Have you started your budgeting process yet for the 21/22 financial year?  Every business should have a financial plan for each year and now is the perfect time to start putting this in place.  Here are five tips to putting together a successful budget.

  1. Work out where you are going to end up in March 2021.  Now you have 7 months of actual financial figures from your business, you should have a reasonable feel for how the next 5 months are going to look.  Forecast these last 5 months into your figures so you have a complete year of sales and costs.  Of course, nobody has an accurate crystal ball, but it will be close enough to give you a base result to build on. Was our time through Covid tough for your business or was yours one of those that thrived through new innovation or tactics? Bear this in mind when you are looking to next year.
  2. Work out what is going to stay constant and what is going to change next financial year.  You should be able to anticipate certain parts of your business, both sales and cost, that on the whole should stay similar to the current year.  This may include the market, large customers, ongoing repeat income, staff and overheads.  It is also important to identify the changes, such as new sales initiatives, additional staff or wages, increase in product costs or increase in overheads such as rent, vehicles or salaries.  All of these changes need to be costed and put into the appropriate budget line.

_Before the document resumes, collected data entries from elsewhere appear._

PR #26, opened 2017-01-23
Removed declared dependency on 2.10.x Scala so it's possible to crossbuild 2.11 Scala apps via SBT.

orendain:
This version (0.1.0-SNAPSHOT) builds fine.  I've been using this modification for crossbuilding our 2.11 Scala applications.


satishd:
+1

PR #29, opened 2017-01-25
registry-docker

jdye64:
Initial support for building Docker images via Maven. The image can be
built as part of the build process by using the Maven Profile
“-Pdocker” and does expect that “registry-dist” has been previously
built. The easiest way to ensure this is always including “-Pdist” with
the Maven command as well.


jdye64:
I'm not sure of this teams contribution guidelines so I apologize if you want a Github issue or JIRA attached to this let me know and I'll be glad to add one.

harshach:
@jdye64 for the registry we are going with github issues.

PR #33, opened 2017-02-02
Issue#32 Initial version of SchemaRegistryClient with url selectors.

satishd:


schema-registry/client/src/main/java/com/hortonworks/registries/schemaregistry/client/FailoverUrlSelector.java
```diff
@@ -0,0 +1,107 @@
...
+    /**
+     * Returns true if the given Exception indicates the respective URL can be treated as failed.
+     *
+     * @param ex
+     */
+    protected boolean failedError(Exception ex) {
+        return true;
+    }
+
+    static class Entry implements Comparable<Entry> {
```
harshach: can we use some other name than Entry as its already used in Map.

schema-registry/client/src/main/java/com/hortonworks/registries/schemaregistry/client/LoadBalancedFailoverUrlSelector.java
```diff
@@ -0,0 +1,91 @@
...
+/**
+ * This class defines a strategy to roundrobin among active URLs. When all URLs are considered failed which are maintained in
+ * the cache then it invalidates the cache and all urls are considered active.
+ */
+public class LoadBalancedFailoverUrlSelector extends AbstractUrlSelector {
+
+    /**
+     * Property to configure  time interval at which failed URL may be considered active.
+     */
+    public static final String FAILED_URL_EXPIRY_INTERVAL_MS = "failed.url.expiry.interval.ms";
```
harshach: probably its good time to place these configs in a single file.

harshach:
+1

PR #35, opened 2017-02-08
ISSUE#34 Support for optional schema evolution.

satishd:


harshach:
+1. @shahsank3t  we need to add a field in the UI that captures if the users want the schema to be evolved or not. Default should point to true and if user set this to false we should only allow them register one version of Schema.

satishd:
@shahsank3t @harshach Raised [JIRA](https://hwxiot.atlassian.net/browse/REGISTRY-23) for the earlier comment.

  3. Write down all your assumptions that you have based your figures on.  Budgets are a living document and should be reviewed at least quarterly for accuracy.  If you cannot remember the assumptions you made when you developed the budget, then you have nothing to test your numbers against when reviewing or revising your budget down the track.  Also, if you are using the forecast for further bank lending, the bank is going to want a clear understanding of your assumptions made.
  4. Get your key staff involved in the early process.  Your key staff are often instrumental to whether you meet your budget or not.  If they do not have input into some of the key initiatives or drivers for sales growth, resource requirements or cost savings then they are often blind to the changes required.
  5. Write down the plan for the changes required to meet your budget assumptions.  Numbers are only numbers and will not be reality without action.  Any new initiatives for sales growth, gross profit improvement or cost reduction needs someone to action it and a timeline showing when it is going to be done.  Write down all the initiatives identified, assign each one to someone responsible (often yourself) and when it needs to be in place to affect your budget.  Written down as a plan, it is more likely to get done and more likely you will achieve your budget.

Budgeting should be a fun exercise, not a laborious one.  This is a time to reflect on your current business and think about what could be.  Try and put the bones together now, reflect over the break, revisit in January and then have a completed budget in place by end of February.